TASK PROMPT: Retype the data below, every word of it, exactly.

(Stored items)
"""
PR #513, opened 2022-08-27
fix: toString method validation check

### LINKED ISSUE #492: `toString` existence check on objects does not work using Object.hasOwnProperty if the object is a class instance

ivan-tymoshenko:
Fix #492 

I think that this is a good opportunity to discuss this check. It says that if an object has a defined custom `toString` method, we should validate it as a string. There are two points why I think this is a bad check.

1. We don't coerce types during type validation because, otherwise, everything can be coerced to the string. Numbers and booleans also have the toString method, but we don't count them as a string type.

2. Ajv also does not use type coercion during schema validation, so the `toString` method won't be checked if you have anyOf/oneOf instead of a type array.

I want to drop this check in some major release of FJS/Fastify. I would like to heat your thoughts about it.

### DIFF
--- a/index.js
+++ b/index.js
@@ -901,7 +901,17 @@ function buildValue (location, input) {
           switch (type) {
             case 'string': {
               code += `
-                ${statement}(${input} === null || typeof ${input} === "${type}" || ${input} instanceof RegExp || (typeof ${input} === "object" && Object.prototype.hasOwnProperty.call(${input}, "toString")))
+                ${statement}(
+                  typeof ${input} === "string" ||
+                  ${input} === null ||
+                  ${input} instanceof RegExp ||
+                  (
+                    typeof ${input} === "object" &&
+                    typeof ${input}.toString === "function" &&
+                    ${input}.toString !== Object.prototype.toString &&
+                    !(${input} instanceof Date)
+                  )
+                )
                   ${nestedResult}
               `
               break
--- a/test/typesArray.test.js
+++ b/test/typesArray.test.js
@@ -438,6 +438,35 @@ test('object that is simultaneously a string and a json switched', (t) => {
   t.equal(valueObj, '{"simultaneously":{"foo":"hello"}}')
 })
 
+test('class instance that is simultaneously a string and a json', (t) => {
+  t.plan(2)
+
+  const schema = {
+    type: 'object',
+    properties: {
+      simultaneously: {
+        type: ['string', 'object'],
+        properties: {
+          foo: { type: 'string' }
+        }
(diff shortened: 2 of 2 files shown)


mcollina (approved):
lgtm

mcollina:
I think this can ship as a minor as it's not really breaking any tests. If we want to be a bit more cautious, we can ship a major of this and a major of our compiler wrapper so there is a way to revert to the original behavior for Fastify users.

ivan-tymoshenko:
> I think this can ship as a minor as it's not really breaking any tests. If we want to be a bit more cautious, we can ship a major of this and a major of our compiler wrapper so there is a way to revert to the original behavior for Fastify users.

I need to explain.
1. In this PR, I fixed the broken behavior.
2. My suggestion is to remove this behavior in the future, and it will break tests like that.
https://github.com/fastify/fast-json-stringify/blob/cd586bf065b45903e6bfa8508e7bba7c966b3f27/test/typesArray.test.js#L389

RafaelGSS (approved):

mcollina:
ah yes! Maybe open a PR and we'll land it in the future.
"""
RESULT OF THIS TASK:
PR #513, opened 2022-08-27
fix: toString method validation check

### LINKED ISSUE #492: `toString` existence check on objects does not work using Object.hasOwnProperty if the object is a class instance

ivan-tymoshenko:
Fix #492 

I think that this is a good opportunity to discuss this check. It says that if an object has a defined custom `toString` method, we should validate it as a string. There are two points why I think this is a bad check.

1. We don't coerce types during type validation because, otherwise, everything can be coerced to the string. Numbers and booleans also have the toString method, but we don't count them as a string type.

2. Ajv also does not use type coercion during schema validation, so the `toString` method won't be checked if you have anyOf/oneOf instead of a type array.

I want to drop this check in some major release of FJS/Fastify. I would like to heat your thoughts about it.

### DIFF
--- a/index.js
+++ b/index.js
@@ -901,7 +901,17 @@ function buildValue (location, input) {
           switch (type) {
             case 'string': {
               code += `
-                ${statement}(${input} === null || typeof ${input} === "${type}" || ${input} instanceof RegExp || (typeof ${input} === "object" && Object.prototype.hasOwnProperty.call(${input}, "toString")))
+                ${statement}(
+                  typeof ${input} === "string" ||
+                  ${input} === null ||
+                  ${input} instanceof RegExp ||
+                  (
+                    typeof ${input} === "object" &&
+                    typeof ${input}.toString === "function" &&
+                    ${input}.toString !== Object.prototype.toString &&
+                    !(${input} instanceof Date)
+                  )
+                )
                   ${nestedResult}
               `
               break
--- a/test/typesArray.test.js
+++ b/test/typesArray.test.js
@@ -438,6 +438,35 @@ test('object that is simultaneously a string and a json switched', (t) => {
   t.equal(valueObj, '{"simultaneously":{"foo":"hello"}}')
 })
 
+test('class instance that is simultaneously a string and a json', (t) => {
+  t.plan(2)
+
+  const schema = {
+    type: 'object',
+    properties: {
+      simultaneously: {
+        type: ['string', 'object'],
+        properties: {
+          foo: { type: 'string' }
+        }
(diff shortened: 2 of 2 files shown)


mcollina (approved):
lgtm

mcollina:
I think this can ship as a minor as it's not really breaking any tests. If we want to be a bit more cautious, we can ship a major of this and a major of our compiler wrapper so there is a way to revert to the original behavior for Fastify users.

ivan-tymoshenko:
> I think this can ship as a minor as it's not really breaking any tests. If we want to be a bit more cautious, we can ship a major of this and a major of our compiler wrapper so there is a way to revert to the original behavior for Fastify users.

I need to explain.
1. In this PR, I fixed the broken behavior.
2. My suggestion is to remove this behavior in the future, and it will break tests like that.
https://github.com/fastify/fast-json-stringify/blob/cd586bf065b45903e6bfa8508e7bba7c966b3f27/test/typesArray.test.js#L389

RafaelGSS (approved):

mcollina:
ah yes! Maybe open a PR and we'll land it in the future.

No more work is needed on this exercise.